What this task involves
Repeat the records given below in full, with no changes.

### Material to process ###

PR #3762, opened 2023-06-19
Simplify repeated code that shows errors

nikclayton:
Instead of repeating the same if/else check on the error type when setting up the background message, move this in to BackgroundMessageView.

Provide different `setup()` variants, including one that just takes a throwable and a handler, and figures out the correct drawables and error message.

Update and simplify call sites.


nikclayton:
Pulled this out of https://github.com/tuskyapp/Tusky/pull/3436 since it can stand on its own and makes reviewing that PR a bit easier.

connyduck (approved):
nice

PR #3777, opened 2023-06-29
Migrate "room" from "kapt" to "ksp"

nikclayton:
- Add ksp plugin
- Switch room to use ksp instead of kapt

###

Result of the task
PR #3762, opened 2023-06-19
Simplify repeated code that shows errors

nikclayton:
Instead of repeating the same if/else check on the error type when setting up the background message, move this in to BackgroundMessageView.

Provide different `setup()` variants, including one that just takes a throwable and a handler, and figures out the correct drawables and error message.

Update and simplify call sites.


nikclayton:
Pulled this out of https://github.com/tuskyapp/Tusky/pull/3436 since it can stand on its own and makes reviewing that PR a bit easier.

connyduck (approved):
nice

PR #3777, opened 2023-06-29
Migrate "room" from "kapt" to "ksp"

nikclayton:
- Add ksp plugin
- Switch room to use ksp instead of kapt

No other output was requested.